In the CR, the following query (examples-362-5 in XQFTTS) is said to return an empty result when applied to the sample document (FT-3-examples-source-document.xml): /books/book[@number="1" and . contains text "efficient" ftand ftnot "and" window 3 words] The reasoning is that there is no occurrence of "efficient" within a window of 3 tokens which would not also contain an occurrence of "and". The formal definition of FTWindow seems to indicate a different result: - There are 3 (not 2) occurences of "and" in book, two within the <p> element and a third in the <title> element. Applying FTNot and then FTAnd would yield three matches, each with the StringInclude of the single occurence of "efficient" (within <p>), and a StringExlude that corresponds to the occurences of "and" - The StringInclude (trivially) fulfills the window condition for all three cases - According to 4.2.6.8, fts:ApplyFTWordWindow, only the StringExcludes are retained which are within the window limits. Clearly, the two StringExcludes within <p> fulfill this criterion, and are retained in the result. For the StringExclude stemming from <title>, the window condition is not fulfilled, therefore it is dropped. - As a consequence, there is now a Match without a StringExclude, causing the book to become part of the result Is my understanding of the semantics correct?
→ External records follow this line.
PR #431, opened 2023-12-18
Creating PhenotypeMetdata SQL table

orzut:
- Created PhenotypeMetadata SQL table which gets seeded by TraitFile entities from GCP Datastore using a parsing function.
- Added relationship to PhenotypeDatabase, where they join on unique trait names
- Created queries for PhenotypeMetadata


src/modules/db_operations/operations.py
```diff
@@ -112,26 +115,43 @@ def drop_and_populate_phenotype_db(app, db, species, reload_files=True):
   logger.info("Loading phenotypes...")
   etl_manager.load_tables(PhenotypeDatabase, species_list=species)
 
+def drop_and_populate_phenotype_metadata(app, db, species, reload_files=True):
```
vlagrassa, line 118: Quick question, is it possible to drop & populate the two phenotype tables separately? If you're using foreign keys in one of them, it might prevent the other table from being cleared correctly.  If you've tested it and it works that's great :)

src/pkg/caendr/caendr/api/phenotype.py
vlagrassa, line 1: Love the API querying functions!

src/pkg/caendr/caendr/services/sql/etl/phenotype_metadata.py
```diff
@@ -0,0 +1,70 @@
...
+    Parsing function to load PhenotypeMetadata table from datastore.
+    For bulk file ouputs each trait as a new row and replicates metadata for all of them
+  """
+  
+  logger.info('Parsing function for traits metadata')
+  
+  for fname, fpath in files.items():
+
+    # Get metadata for the file 
+    md = fpath._metadata
```
vlagrassa: Quick note on this -- you should be able to get the metadata using `fpath.metadata()`.

Generally in Python, any class method / variable that starts with `_` is considered "private" -- it's a way of signaling to other programmers that you should only access it inside the class definition itself.  Technically in Python, there's no such thing as "private" vs. "public" fields, since the language itself makes all fields public.  However, having "private" fields is often useful to separate implementation from access.

(For example, I might decide later that the internal `_metadata` field needs to change, which could break this code; but, as long as I keep the return value of the external `metadata()` function the same, I can change as much as I want without breaking your code.)

In this case, I've marked the internal `_metadata` field as private for reasons to do with the parent class of `LocalDatastoreFile` -- happy to explain more in-depth if you'd like.

src/pkg/caendr/caendr/services/sql/etl/phenotype_metadata.py
```diff
@@ -0,0 +1,70 @@
...
+             'species':           md.species.name,
+             'wbgene_id':         row[1],
+             'description_short': md['description_short'],
+             'description_long':  md['description_long'],
+             'units':             md['units'],
+             'publication':       md['publication'],
+             'protocols':         md['protocols'],
+             'source_lab':        md['source_lab'],
+             'institution':       md['institution'],
+             'submitted_by':      md.serialize()['submitter'],
```
vlagrassa: Ah, for this field, you might want to check out `md['username']` or `md.get_user()`.  That way you can access the `User` object directly.

I add the `submitter` field when serializing because I lose access to certain functions when I convert the TraitFile object to a JSON object, but I want to use those functions to compute a value on the front-end.  Since this function is on the back-end, you have direct access to the TraitFile object and its functions, so you can use them directly.

src/pkg/caendr/caendr/services/sql/etl/phenotype_metadata.py
```diff
@@ -0,0 +1,70 @@
...
+      'species':           md.species.name,
+      'wbgene_id':         'N/A',
+      'description_short': md['description_short'],
+      'description_long':  md['description_long'],
+      'units':             md['units'],
+      'publication':       md['publication'],
+      'protocols':         md['protocols'],
+      'source_lab':        md['source_lab'],
+      'institution':       md['institution'],
+      'submitted_by':      md.serialize()['submitter'],
```
vlagrassa: Same comment as above

src/pkg/caendr/caendr/services/sql/etl/phenotype_metadata.py
```diff
@@ -0,0 +1,70 @@
...
+
+def parse_phenotype_metadata(species: Species, **files: LocalDatastoreFile):
+  """
+    Parsing function to load PhenotypeMetadata table from datastore.
+    For bulk file ouputs each trait as a new row and replicates metadata for all of them
+  """
+  
+  logger.info('Parsing function for traits metadata')
+  
+  for fname, fpath in files.items():
```
vlagrassa: Quick note on naming -- technically, `files.items()` will give you a list of file names (of type `str`) and file objects (of type `LocalDatastoreFile`), as opposed to just paths.  This isn't a huge deal, but it might be clearer to use e.g. `fname, f` or `file_name, file_object` or something similar.  Might make the usage of `fpath.metadata()` below a bit clearer.

vlagrassa (changes requested):
Looks good!  All the database stuff looks great.  Left a few quick notes mainly on accessing attributes -- let me know if I can clear anything up.

src/pkg/caendr/caendr/services/sql/etl/phenotype_metadata.py
orzut: Thanks for educating on this! Fixed in the commit 6dff197494274095938bbf64cef3d2accce75ea2

src/pkg/caendr/caendr/services/sql/etl/phenotype_metadata.py
orzut: Fixed in the commit https://github.com/AndersenLab/CAENDR/commit/6dff197494274095938bbf64cef3d2accce75ea2

src/pkg/caendr/caendr/services/sql/etl/phenotype_metadata.py
orzut: Fixed in the commit https://github.com/AndersenLab/CAENDR/commit/6dff197494274095938bbf64cef3d2accce75ea2

src/pkg/caendr/caendr/services/sql/etl/phenotype_metadata.py
orzut: Fixed in the commit https://github.com/AndersenLab/CAENDR/commit/6dff197494274095938bbf64cef3d2accce75ea2

src/modules/db_operations/operations.py
orzut: That's a good question. I would weigh on your and @r-vieira decision how we want to handle this. As of now, I think it fails if we won't populate tables in the right order (PhenotypeMetadata, PhenotypeDatabase).

vlagrassa: Ah, in that case, I'd recommend combining them into a single database operation -- see `drop_and_populate_wormbase_genes` for an example, and the doc comment in `ETLManager.clear_tables` for more info on handling multiple tables with dependencies.  That way, Andersen Lab would just run a single operation that handles the entire rebuild process for them.

vlagrassa: I'd defer to @r-vieira though, if there's ever a situation where we would want to drop / rebuild them separately?

vlagrassa (approved):
Looks great!

(Good catch that `metadata` is a `@property` instead of a regular method 👍)

src/pkg/caendr/caendr/api/phenotype.py
```diff
@@ -0,0 +1,48 @@
+import os
+
+from caendr.models.datastore import Species
+from caendr.models.error import BadRequestError
+from caendr.models.sql import PhenotypeMetadata
+from caendr.services.cloud.postgresql import rollback_on_error
+
+
+@rollback_on_error
+def query_phenotype_metadata(is_bulk_file=False, include_values=False, species: str = None):
```
r-vieira, line 10: thinking of the order and topology of the arguments -- the api appears to support a single species or `None` for all species -- should it also support multiple species (eg: elegans e tropicalis)?

src/pkg/caendr/caendr/api/phenotype.py
```diff
@@ -0,0 +1,48 @@
+import os
+
+from caendr.models.datastore import Species
+from caendr.models.error import BadRequestError
+from caendr.models.sql import PhenotypeMetadata
+from caendr.services.cloud.postgresql import rollback_on_error
+
+
+@rollback_on_error
```
r-vieira, line 9: consider removing the rollback -- `@rollbacks` are great when there are side-effects to the DB calls and we want to bundle them into a transaction in order to undo the changes in case something goes wrong. In this case, it appears that we are just `reading` (query.all) and wouldn't get into the scenario where we would need to rollback a change to the db.

src/pkg/caendr/caendr/services/sql/etl/phenotype_metadata.py
```diff
@@ -0,0 +1,70 @@
...
+  
+  for file_name, file_object in files.items():
+
+    # Get metadata for the file 
+    md = file_object.metadata
+
+    # If bulk file, open it and yield each trait as a new row with the file's metadata
+    if md.is_bulk_file:
+      with open(file_object) as csv_file:
+        for idx, row in enumerate( csv.reader(csv_file, delimiter='\t') ):
```
r-vieira, line 25: it might be useful to document here the expected order of items in the `row`. 

Also, consider unpacking the row into named local vars to ensure we have the correct expectations, eg: 
```
row = [1,2]
foo, bar = row 
```

then use the named variables to replace places where we have `row[1]`.

r-vieira (approved):
Looks great! see inline comments.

If yes, a possible solution would be to modify the search context, as to search not inside <book>, but inside <p>
> Applying FTNot and then FTAnd would yield three matches, each with > the StringInclude of the single occurence of "efficient" (within <p>), > and a StringExclude that corresponds to the occurences of "and" Actually, I think you'll find it yields a single match, containing the one StringInclude and all three StringExcludes. See the example in 4.2.6.3 FTUnaryNot, in which FTUnaryNot transforms: an AllMatches containing 3 Matches each with 1 StringInclude into: an AllMatches containing 1 Match with 3 StringExcludes.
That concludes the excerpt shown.